Another day another dollar. I managed to get a solid 8 hours of sleep last night, uninterrupted, and in bed instead of on the couch. I got up with some difficulty and a little later than I had wanted to, but I still got up on time and was able to be a little early to work. I felt good today, too. I’m tired now, but I’ve also been up for 12 hours and logged more than 13k steps. But I’m slowly getting used to this increase in physical activity while at work. I’m actually thinking about getting a quick workout in tonight before I go to bed. But you know what they say about the best laid plans.
For a brief moment this week I was slightly convinced that I had tardive dyskinesia, but I think it’s really just fidgeting or ADD. When I get bored I drum my fingers; move my nose, mouth, or tongue around, but I also do things like play with my hair or fuss with my rings, which makes me think that it’s more of a fidgeting thing rather than something clinical. Probably nothing to worry about, right? Probably.
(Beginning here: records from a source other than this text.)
PR #4180, opened 2025-06-17
fix: Relax error message comparison in test

mkundu1:


tests/test_error_handling.py
```diff
@@ -52,5 +53,10 @@ def test_custom_python_error_via_grpc(datamodel_api_version_new, new_solver_sess
     # This may need to be updated if the error type changes in the server
     with pytest.raises(RuntimeError, match="prefereces not found!"):
         solver._se_service.get_state("prefereces", "General")
-    with pytest.raises(ValueError, match="Datamodel rules for prefereces not found!"):
+    translator = str.maketrans("", "", string.punctuation)
+    with pytest.raises(ValueError) as ex:
         solver._se_service.get_specs("prefereces", "General")
+    assert (
+        ex.value.args[0].translate(translator)
+        == "Datamodel rules for prefereces not found"
```
mkundu1, line 61: The failure is due to the slight formatting which has been added to the error message in Fluent (quotes around the rules name).

hpohekar (approved):

tests/test_error_handling.py
hpohekar: Right, this was tricky. Thank you.

prmukherj: If we just check for the ValueError, that should be enough right? @mkundu1, @seanpearsonuk

prmukherj (approved):

tests/test_error_handling.py
hpohekar: Started nightly dev test - https://github.com/ansys/pyfluent/actions/runs/15726554216

hpohekar: Nightly Dev Test passed successfully.

hpohekar:
@mkundu1 Merging to create a release.

tests/test_error_handling.py
seanpearsonuk: > If we just check for the ValueError, that should be enough right? @mkundu1, @seanpearsonuk

Agreed. For maintainability, we generally avoid asserting error message strings. If we need stronger guarantees, we should raise and check for a specific custom exception rather than rely on the message text.

PR #4190, opened 2025-06-18
feat: Set string settings with allowed values via string constants

mkundu1:
The enumerated values are exposed as constant attributes of the instance. Please see the unittest for usage.

There is already an attribute `allowed-values-with-display-text` in settings API to fetch all possible allowed values which has been added to the static-info (Fluent PR 599447).

Below is the fragment of generated class:
```
class model_2(String, AllowedValuesMixin):
    """
    Viscous Model.
    """
    _version = '261'
    fluent_name = 'model'
    _python_name = 'model'
    LAMINAR = _FlConstant('laminar')
    MIXING_LENGTH = _FlConstant('mixing-length')
    KE1E = _FlConstant('ke1e')
    INVISCID = _FlConstant('inviscid')
...
```

TODO: doc update

### DIFF
--- a/src/ansys/fluent/core/solver/flobject.py
+++ b/src/ansys/fluent/core/solver/flobject.py
@@ -187,7 +187,7 @@ _ttable = str.maketrans(string.punctuation, "_" * len(string.punctuation), "?'")
 def to_python_name(fluent_name: str) -> str:
     """Convert a scheme string to a Python variable name.
 
-    This function replaces symbols with _. Any ``?`` symbols are
+    This function replaces symbols with _. ``'`` and ``?`` symbols are
     ignored.
     """
     if not fluent_name:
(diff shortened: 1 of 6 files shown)


prmukherj:
@mkundu1, existing tests suggest that something has gone wrong.

mkundu1:
Validation against all possible allowed values during set_state is now possible in the client side, will add it.

hpohekar:
> Validation against all possible allowed values during set_state is now possible in the client side, will add it.

That's great! Thank you.

seanpearsonuk (approved):

src/ansys/fluent/core/solver/flobject.py
```diff
@@ -2025,6 +2039,19 @@ def allowed_values(self):
...
+    """A descriptor class to hold a constant value."""
+
+    def __init__(self, value):
+        self._value = value
+
+    def __get__(self, instance, owner):
+        return self._value
+
+    def __set__(self, instance, value):
+        raise AttributeError("Cannot set a constant value.")
```
seanpearsonuk: @mkundu1 Should we add an `is_active()` method here so that the user can check if the constant is currently in the dynamic allowed values list?

prmukherj (approved):

src/ansys/fluent/core/solver/flobject.py
mkundu1: yes, added, thanks

Issue #224, opened 2015-11-07
White screen on all samples, Exception when creating Texture in DX11ImageSource


roy-t:
For me all samples result in a white image 

![capture](https://cloud.githubusercontent.com/assets/623634/11014496/1a0277c6-8539-11e5-8d42-28b0c1d73db6.PNG)

 After doing some digging I noticed a `SharpDx.Exception` being thrown and cought in `DX11ImageSource.cs` on line 97:

`this.renderTarget = new Texture(DX11ImageSource.device, target.Description.Width, target.Description.Height, 1, Usage.RenderTarget, format, Pool.Default, ref handle);`

	SharpDX.SharpDXException occurred
	  HResult=-2147024809
	  Message=HRESULT: [0x80070057], Module: [General], ApiCode: [E_INVALIDARG/Invalid Arguments], Message: The parameter is incorrect.

	  Source=SharpDX
	  StackTrace:
	       at SharpDX.Result.CheckError()
	       at SharpDX.Direct3D9.Device.CreateTexture(Int32 width, Int32 height, Int32 levels, Int32 usage, Format format, Pool pool, Texture textureOut, IntPtr sharedHandleRef)
	       at SharpDX.Direct3D9.Texture..ctor(Device device, Int32 width, Int32 height, Int32 levelCount, Usage usage, Format format, Pool pool, IntPtr& sharedHandle)
	       at HelixToolkit.Wpf.SharpDX.DX11ImageSource.SetRenderTargetDX11(Texture2D target) in D:\Projects\helix-toolkit\Source\HelixToolkit.Wpf.SharpDX\Controls\DX11ImageSource.cs:line 97
	  InnerException: 

I've inspected all the variables, here are their values:

`DX11ImageSource.device ={SharpDX.Direct3D9.DeviceEx}`
`target.Decscription.Width = 100;`
`target.Description.Height = 100;`
`format = SharpDX.Direct3D9.Format.A8R8G8B8;`
`handle = {-2147477374};`

The negative handle for the shared resources seems weird to me. But its not always negative while the exception occurs always. All the other values seem perfectly correct. I've tried the samples on another computer, and there everything works perfectly so it seems its a combination of my hardware and the code.

Specifications of the system where it doesn't work
OS: Windows 10
CPU: Intel i5 3540
RAM: 16GB (2x8)
GPU: AMD R9 280x 3GB

The system where all samples dit work is very similar. The biggest difference is that it has an Nvidia card, not an ATI card.

[...]

PR #228, opened 2015-12-09
Fix Windows 10 issue #224

smischke:
On Windows 7 with nVidia Optimus, only one adapter is reported (the nVidia one) and that works regardless of settings. On Windows 10, both adapters (nVidia and Indel) are reported. The one that is active is reported first and the one that is inactive has no outputs and causes the "new Texture()" exception. This PR should fix it.


objorke:
There is a broken test - null path? Maybe something has changed at appveyor, it seems like it has nothing to do with your change...

objorke:
https://github.com/helix-toolkit/helix-toolkit/blob/master/Source/HelixToolkit.Wpf.SharpDX.Tests/Elements3D/MeshGeometryModel3DTests.cs#L36

Issue #229, opened 2015-12-14
"Zoom extents" doesn't work correctly for BillboardText.


ZHZG:
When there is BillboardText, "Zoom extents" doesn't work correctly.

mjwloch:
Looks to me like this bug is still there.. I checked with the current build and I can still reproduce it.

PR #230, opened 2015-12-14
"Zoom extents" doesn't work correctly for BillboardText. #229 

ZHZG:
Don't take BillboardText into consideration when calculating the bounds for zoom extents.

### DIFF
--- a/Source/HelixToolkit.Wpf/Helpers/Visual3DHelper.cs
+++ b/Source/HelixToolkit.Wpf/Helpers/Visual3DHelper.cs
@@ -79,6 +79,12 @@ namespace HelixToolkit.Wpf
             var bounds = Rect3D.Empty;
             foreach (var visual in children)
             {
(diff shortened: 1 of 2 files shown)


Source/HelixToolkit.Wpf/Helpers/Visual3DHelper.cs
```diff
@@ -79,6 +79,12 @@ public static Rect3D FindBounds(this Visual3DCollection children)
             var bounds = Rect3D.Empty;
             foreach (var visual in children)
             {
+                if (visual.GetType() == typeof(BillboardTextGroupVisual3D)
```
objorke: would it be better to check if the visual implements an interface?

objorke: or add a list of types that should be ignored as a parameter?

PR #231, opened 2015-12-15
"Zoom extents" doesn't work correctly for BillboardText. #229

ZHZG:
Don't take BillboardText into consideration when calculating the bounds for zoom extents.

### DIFF
--- a/Source/HelixToolkit.Wpf/Helpers/CameraHelper.cs
+++ b/Source/HelixToolkit.Wpf/Helpers/CameraHelper.cs
@@ -657,7 +657,9 @@ namespace HelixToolkit.Wpf
         /// </param>
         public static void ZoomExtents(this ProjectionCamera camera, Viewport3D viewport, double animationTime = 0)
         {
-            var bounds = Visual3DHelper.FindBounds(viewport.Children);
+            var bounds =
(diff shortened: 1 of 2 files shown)


Source/HelixToolkit.Wpf/Helpers/CameraHelper.cs
```diff
@@ -657,7 +657,9 @@ public static Matrix3D GetInverseTransform(this Camera camera, double aspectRati
         /// </param>
         public static void ZoomExtents(this ProjectionCamera camera, Viewport3D viewport, double animationTime = 0)
         {
-            var bounds = Visual3DHelper.FindBounds(viewport.Children);
+            var bounds =
+                viewport.Children.FindBounds(
+                    new List<Type> { typeof(BillboardTextGroupVisual3D), typeof(BillboardTextVisual3D) });
```
objorke: not open for extension! If you create a new type of screen space visual in your application (not in the Helix Toolkit library), it cannot be ignored...

objorke: so the previous issue I raised has just been moved to this method! :-)

PR #234, opened 2015-12-16
"Zoom extents" doesn't work correctly for BillboardText

ZHZG:
Add an interface that the bounds of the visual will be ignored.
Solves #229

### DIFF
--- a/CHANGELOG.md
+++ b/CHANGELOG.md
@@ -26,6 +26,7 @@ All notable changes to this project will be documented in this file.
 - PointSelectionCommand (Wpf)
 - Support subtract mode in CuttingPlaneGroup (Wpf)
 - Handle collection changes for ScreenSpaceVisual3D.Points (Wpf.SharpDX)
+- Ignore visuals that implement IBoundsIgnoredVisual3D in the bounds calculation (#229)
 
 ### Changed
 - XAML namespace prefix changed to `http://helix-toolkit.org/wpf` (Wpf)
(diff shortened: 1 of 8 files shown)


objorke:
It looks good now! Thanks for cleaning up!
Now only two items left:
1. update the change log and contributors file
2. squash the commits (rebase interactively, edit commit message, push -f) Note that you don't need to create a new PR - it is OK to rewrite the commit history here

For the change log, I suggest to add under the "Added" section:
"Ignore visuals that implement IBoundsIgnoredVisual3D in the bounds calculation (#229)"

ZHZG:
I have updated the log, but have difficulty to rebase.

objorke:
OK, good! I will accept this!
Please use rebase in the next PR! :-)

ZHZG:
Hi Øystein,

I have one question about HelixToolkit.

I get the latest HelixToolkit built and find it is based on .Net 4.5 while our Brix project is on .Net4.0.

Much appreciated if you could give some ideas on this.

Thanks,

Zonggui

objorke:
The NuGet package contains both .NET 4.0 and .NET 4.5 binaries (in the lib/NET40 and lib/NET45 folders). NuGet should automatically pick the right one.
The build artifacts contains both NET40 and NET45 binaries.
You can find the latest at
https://ci.appveyor.com/project/objorke/helix-toolkit/build/2015.1.651/artifacts

PR #235, opened 2015-12-17
add default value for MaterialsFile, fix #205

### LINKED ISSUE #205: ObjExporter appears to be broken
This is sample code I'm using to test ObjExporter. I get an exception from the stream that the path parameter is null.  Am I misunderstanding how to use the function?

	var modelImporter = new ModelImporter();
	Model3DGroup modelGroup = new Model3DGroup();
	modelGroup.Children.Add(modelImporter.Load(@"C:\Users\bsee\Downloads\simpleExistingModel.obj"));

	ObjExporter exporter = new ObjExporter();
	exporter.ExportNormals = true;

	//Todo: Why is this showing that the stream path is null?
	using (Stream filestream = File.Create(@"C:\Users\bsee\Downloads\exportedModel.obj"))
	{
		exporter.Export(modelGroup, filestream);
	}

Preffer:
#### Note:
In this patch I assume the `stream` to be a `FileStream`.
#### Reason:
Although the `IExporter.Export` take a `Stream` as the second parameter, but we can see from many places (like `Exporter<T>.FileCreator `) that current implementation has assumed it to be a `FileStream`. So I also take this assumption and leave it to be refactored in the future.

### DIFF
--- a/Source/HelixToolkit.Wpf/Exporters/ObjExporter.cs
+++ b/Source/HelixToolkit.Wpf/Exporters/ObjExporter.cs
@@ -253,6 +253,11 @@ namespace HelixToolkit.Wpf
                 writer.WriteLine("# {0}", this.Comment);
             }
 
+            if (this.MaterialsFile == null)
+            {
+                this.MaterialsFile = Path.ChangeExtension((stream as FileStream).Name, ".mtl");
+            }
+
             writer.WriteLine("mtllib ./" + this.MaterialsFile);
 
             var materialStream = this.FileCreator(this.MaterialsFile);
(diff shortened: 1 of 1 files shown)


objorke:
See comment on #205.
I don´t like the casting to FileStream, then I think it would be better to  specify the filename as a parameter or use FileStream instead of Stream...

Preffer:
I add a check on `stream` that if it is a `FileStream` it will adopt the default value, or else it will remain the old behavior without any 

As for redesign the API interface, I suggest the primary maintainer to do it later instead of change it in a patch.

objorke:
See the comment regarding portability in #205. FileStream is not portable.
I think the current behaviour is good enough - it should be simple to set the MaterialsFile when creating the exporter. See the updated unit tests (#251).

objorke:
Please reopen or create a new issue if it is not possible to use the proposed solution (setting MaterialsFile).

PR #237, opened 2015-12-17
add and enable SwitchYZ

Preffer:
Option `SwitchYZ` is missing in `ObjReader`. It should exist and should be enabled by default to fit the conventions of Wavefront obj format.

What's more, option `SwitchYZ` exists in `ObjExporter` and is enabled by default, which leads to an awkward behavior that model exported by `ObjExporter` is incompatible with `ObjReader`.

### DIFF
--- a/Source/HelixToolkit.Wpf/Importers/ObjReader.cs
+++ b/Source/HelixToolkit.Wpf/Importers/ObjReader.cs
@@ -52,6 +52,7 @@ namespace HelixToolkit.Wpf
             : base(dispatcher)
         {
             this.IgnoreErrors = false;
+            this.SwitchYZ = true;
 
             this.IsSmoothingDefault = true;
             this.SkipTransparencyValues = true;
@@ -80,6 +81,11 @@ namespace HelixToolkit.Wpf
         /// The default value is on (true).
         /// </remarks>
         public bool IgnoreErrors { get; set; }
+
+        /// <summary>
+        /// Gets or sets a value indicating whether to switch Y and Z coordinates.
+        /// </summary>
+        public bool SwitchYZ { get; set; }
 
         /// <summary>
         /// Gets or sets a value indicating whether to skip transparency values in the material files.
@@ -629,7 +635,14 @@ namespace HelixToolkit.Wpf
         private void AddNormal(string values)
         {
             var fields = Split(values);
-            this.Normals.Add(new Vector3D(fields[0], fields[1], fields[2]));
+            if (SwitchYZ)
+            {
+                this.Normals.Add(new Vector3D(fields[0], -fields[2], fields[1]));
+            }
+            else
+            {
+                this.Normals.Add(new Vector3D(fields[0], fields[1], fields[2]));
+            }
         }
 
         /// <summary>
@@ -653,7 +666,14 @@ namespace HelixToolkit.Wpf
         private void AddVertex(string values)
         {
             var fields = Split(values);
-            this.Points.Add(new Point3D(fields[0], fields[1], fields[2]));
+            if (SwitchYZ)
+            {
+                this.Points.Add(new Point3D(fields[0], -fields[2], fields[1]));
+            }
+            else
+            {
+                this.Points.Add(new Point3D(fields[0], fields[1], fields[2]));
+            }
         }
 
         /// <summary>
--- a/Source/HelixToolkit.Wpf/Importers/ObjReader.cs
+++ b/Source/HelixToolkit.Wpf/Importers/ObjReader.cs
@@ -52,7 +52,7 @@ namespace HelixToolkit.Wpf
             : base(dispatcher)
         {
             this.IgnoreErrors = false;
-            this.SwitchYZ = true;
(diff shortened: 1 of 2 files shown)


objorke:
Agree that this should be consistent.
Tests are broken, cannot merge before build is green.
Can you add a test that does an export-import roundtrip?

Preffer:
I has tweaked the test cases, and all of them has passed on my local machine
capture
But it is still failed on appveyor, I will appreciate what I has missed

JeremyAnsel:
The failed tests are those for the `SharpDX` version of `ObjReader`.
`SwitchYZ` is not implemented in `HelixToolkit.Wpf.SharpDX\Utilities\ObjReader.cs`.

Models/obj/obj_format_tests/line_continuation_empty_continuation.obj
```diff
@@ -1,11 +1,7 @@
...
-v \
-    -1.000000 \
-    \
-    0.000000 \
-    1.000000
-v 1.000000 0.000000 1.000000
-v -1.000000 0.000000 -1.000000
+v -1.000000 1.000000 -0.000000
+v 1.000000 1.000000 -0.000000
+v -1.000000 -1.000000 -0.000000
```
JeremyAnsel: The line continuation character `\` need to be preserved.

Models/obj/obj_format_tests/line_continuation_empty_line.obj
```diff
@@ -1,10 +1,7 @@
...
 # www.blender.org
-v -1.000000 \
-    0.000000 \
-
-    1.000000
-v 1.000000 0.000000 1.000000
-v -1.000000 0.000000 -1.000000
+v -1.000000 1.000000 -0.000000
+v 1.000000 1.000000 -0.000000
+v -1.000000 -1.000000 -0.000000
```
JeremyAnsel: The line continuation character `\` and the empty line need to be preserved.

Models/obj/obj_format_tests/line_continuation_multiple_breaks.obj
```diff
@@ -1,9 +1,7 @@
 # Blender v2.74 (sub 0) OBJ File: ''
 # www.blender.org
-v -1.000000 \
-0.000000 \
-1.000000
-v 1.000000 0.000000 1.000000
-v -1.000000 0.000000 -1.000000
+v -1.000000 1.000000 -0.000000
+v 1.000000 1.000000 -0.000000
+v -1.000000 -1.000000 -0.000000
```
JeremyAnsel: The line continuation character `\` need to be preserved.

Models/obj/obj_format_tests/line_continuation_single.obj
```diff
@@ -1,8 +1,7 @@
 # Blender v2.74 (sub 0) OBJ File: ''
 # www.blender.org
-v -1.000000 \
-0.000000 1.000000
-v 1.000000 0.000000 1.000000
-v -1.000000 0.000000 -1.000000
+v -1.000000 1.000000 -0.000000
+v 1.000000 1.000000 -0.000000
+v -1.000000 -1.000000 -0.000000
```
JeremyAnsel: The line continuation character `\` need to be preserved.

Preffer:
@JeremyAnsel Thanks a lot! I have add SwitchYZ in SharpDX version of `ObjReader` and preserve the line continuation character `\`.

Source/HelixToolkit.Wpf/Importers/ObjReader.cs
```diff
@@ -52,6 +52,7 @@ public ObjReader(Dispatcher dispatcher = null)
             : base(dispatcher)
         {
             this.IgnoreErrors = false;
+            this.SwitchYZ = true;
```
objorke: This is a breaking change. I think it would be better to set the default value to `false`, then all the changes to the test files can be reverted!

objorke:
Can you change the default value of the `SwitchYZ` property?
Then revert changes to the tests. 
Remember to update the change log.
Then squash the commits (rebase -i) into a single commit and `git push -f` to update the PR.

Preffer:
But in `ObjExporter` it is set to `true` by default, if the default value is false, it will lead to an awkward behavior that model exported by `ObjExporter` is incompatible with `ObjReader`.

Preffer:
If you consider it's more important to keep backward compatible than to fix this awkward behavior, I will revert them.

objorke:
Sorry I did not check the `ObjExporter`, I see the default is `SwitchYZ = true` there:
https://github.com/helix-toolkit/helix-toolkit/blob/master/Source/HelixToolkit.Wpf/Exporters/ObjExporter.cs#L84

I agree that the default value of `SwitchYZ` should be the same in both classes. 

But I would prefer default value of `false`. If you want Y up, I think you should change your camera, not transform the coordinates...

I can accept this PR, but it would be great to hear some opinions about the default value :-)

Preffer:
OK, set to `false` by default.

PR #243, opened 2016-01-06
use Point3DCollection instead of List<Point3D>

Preffer:
Reasons:

1. Use `Point3DCollection` which implement `IFormattable` enable usage like this in xaml:
`<Helix:LinesVisual3D Points="-100,0,0 100,0,0" />`
2. `Point3DCollection` is the standard data type in WPF. `MeshGeometry3D.Positions` is `Point3DCollection`.
3.  `Point3DCollection` also implement  `IList`, so it just add new functionalities without lost.

### DIFF
--- a/Source/HelixToolkit.Wpf/Visual3Ds/ScreenSpaceVisuals/BoundingBoxWireFrameVisual3D.cs
+++ b/Source/HelixToolkit.Wpf/Visual3Ds/ScreenSpaceVisuals/BoundingBoxWireFrameVisual3D.cs
@@ -53,7 +53,7 @@ namespace HelixToolkit.Wpf
                 return;
             }
 
-            var points = new List<Point3D>();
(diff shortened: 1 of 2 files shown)


objorke:
Thanks, this looks ok.
PS. Please create an issue before making pull requests. Also update the change log and contributors files.

chrkon:
This change is breaking our application. :-(
Therefore I have forked the Helix Project and I have removed the changes made by this commit.

objorke:
@chrkon see #263

chrkon:
@objorke: it works now!

Switching from `ObservableCollection<Point3D>` to `Point3DCollection` was a breaking change for our Application. Even if I changed our internal declarations to `Point3DCollection` the software was not working poroperly.

**But after your changes in #263 it works again.**
Thank you very much.

PR #245, opened 2016-01-13
UWP port

CobraCalle:
I've created a UWP-port from the Win8-Version, but that doen not work at the moment.

But I've had to change the threshold used when normalizing a polygon from 1E-8 to 1E-9 because I habe a geometry in a project that created an exception at that poin. can you please change that threshold so that I can use the "official" nugets again?


Source/Examples/UWP/SimpleDemo/MainPage.xaml
```diff
@@ -0,0 +1,26 @@
...
+    xmlns:helixModel="using:HelixToolkit.UWP.CommonDX"
+    mc:Ignorable="d">
+
+    <Grid Background="{ThemeResource ApplicationPageBackgroundThemeBrush}">
+        <Grid.RowDefinitions>
+            <RowDefinition Height="80"/>
+            <RowDefinition/>
+        </Grid.RowDefinitions>
+
+        <TextBlock Text="HelixToolkit + SharpDX in Windows 8" HorizontalAlignment="Center" VerticalAlignment="Center" FontSize="64" FontStretch="Condensed"/>
```
objorke: in Windows Universal

Source/HelixToolkit.Wpf/Geometry/Polygon3D.cs
```diff
@@ -116,7 +116,7 @@ public Vector3D GetNormal()
             for (int i = 2; i < this.Points.Count; i++)
             {
                 var n = Vector3D.CrossProduct(v1, this.Points[i] - this.Points[0]);
-                if (n.LengthSquared > 1e-8)
+                if (n.LengthSquared > 1e-9)
```
objorke: can you create an issue + a separate PR for this one?

objorke: i.e. revert this line in this PR

objorke:
Great!
It builds fine, but I can't see any cube on my Windows 10... Only black background. No error messages.

objorke:
I think `project.lock.json` should be added to .gitignore

CobraCalle:
Yes, I know... UWP port does not work at the moment. At the moment I only need the changed threshold to be "official"... but did not know how to separate that. 

I've chagne the threshold in Polygon3D once again because 1E-9 does not work on all cpu... in some cases the calculated value ist even smaller, so I've change it to 1E-10

CobraCalle:
At the moment I don't know what's the problem with the uwp version... perhaps some one with more SharpDX know how can have a look at it

CobraCalle:
Hmmm... I've no clue how to start another pull request... the Threshold in Polygon3D has to be 1E-10 instead of 1E-9

objorke:
@CobraCalle - you should create a new branch (based on the upstream master) and "cherry pick" the Polygon3D commit. Then you could create a new PR containing only that change.

Added issue #246 regarding the Polygon3D threshold value. 
I cherry picked the last commit in #247.

objorke:
I have merged the Polygon3D commit.
Alt 1: For the UWP branch, you should now rebase it on the latest upstream master. Rebase interactively (delete/squash commits) to get rid of the Polygon3D commits. Then git push -f
Alt 2: You can create a new branch for your UWP commits, and rebase/cherry pick to clean up the commit history. Create a new PR

CobraCalle:
I've ported your version to use a SwapChainPanel and now I've a first working version. Resizing the ViewportX does not work at the Moment, but I shows the cube ;-)

objorke:
Beautiful! Do you want to implement the resizing before we merge?

CobraCalle:
I'm very busy at the moment and don't know when I'll have time to have a look at the resizing thing... perhaps there are other people out there interested in using Helix on UWP... so I think it would be better to merge it now

CobraCalle:
Do you think that we can port more thing from the desktop version over (Camera Control and so on)?

CobraCalle:
One other question... what's the reason for the new Win8 / UWP projects? Why not just port Helix.WPF.SharpDx over to UWP instead of starting at Adam and Eva?

objorke:
Starting small on a new platform is usually a good idea :-)
We should also get a test project up and running before adding more functionality, in my opinion.
Could the code shared with WPF.SharpDX go into a shared project? How much will be common?
I think the Win8 project can be deleted, focus on UWP only...

PR #250, opened 2016-01-25
Solved drag&drop problem: a lot of DragEnter/DragLeave events when dragging over HelixViewport3D and its children.

isukces:
Solved drag&drop problem mentioned http://forum.helix-toolkit.org/topic/509250-drag-drop-behaviour-changing-between-helixtoolkit-and-helixtoolkitwpf/

A lot of DragEnter/DragLeave events when dragging over HelixViewport3D and its children.

### DIFF
--- a/Source/HelixToolkit.Wpf/Controls/HelixViewport3D.cs
+++ b/Source/HelixToolkit.Wpf/Controls/HelixViewport3D.cs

Sometimes it scares me how quickly I seem to move on from things – death, heartbreak, disappointment, whatever. Watson has been gone almost two weeks and I barely notice that he’s not there sometimes. Is that wrong? Does it make me a bad person? The same thing happened when my aunt died a few years ago – after a few days I was back to pretty much normal. It’s not that I don’t grieve or miss them, but life goes on, right? I don’t understand when people years later are still totally broken up about a death. Maybe it’s because I try to live more in the present and not dwell on the past more than I have to. I don’t know. I’ve actually had conversations with therapists or psychiatrists trying to figure out if this made me a sociopath or a psychopath, to which I was told a resounding no. I guess it’s just weird for me to see people 20-some years after a person has passed for someone to be a wreck on their birthday, or the anniversary of their death, or whatever. I think it’s because I always have viewed it as death is an inevitability and there’s no use in dwelling on it.
I haven’t been paying as close attention to the impeachment hearings as I probably should have, but when I watch the daily recaps when I get home from work, I’m always kind of baffled that there are still Republicans that refuse to go against Trump. When did he become some kind of political mob boss? He has no power now, and probably isn’t likely to in the future (or so I hope). It’s just such a cult of personality that I just don’t understand. Of all of the politicians, or even people in this world, this is who people rally behind?
You know, sometimes I wonder how I ended up on the path that I’m on – how and why I’ve encountered certain people and how relationships change over time. Why certain people keep popping up in different contexts at different times. Life works in funny ways, I guess.
That’s it for today. I hope everyone has a great weekend and I’ll see you Sunday for the weekly recap. Stay safe!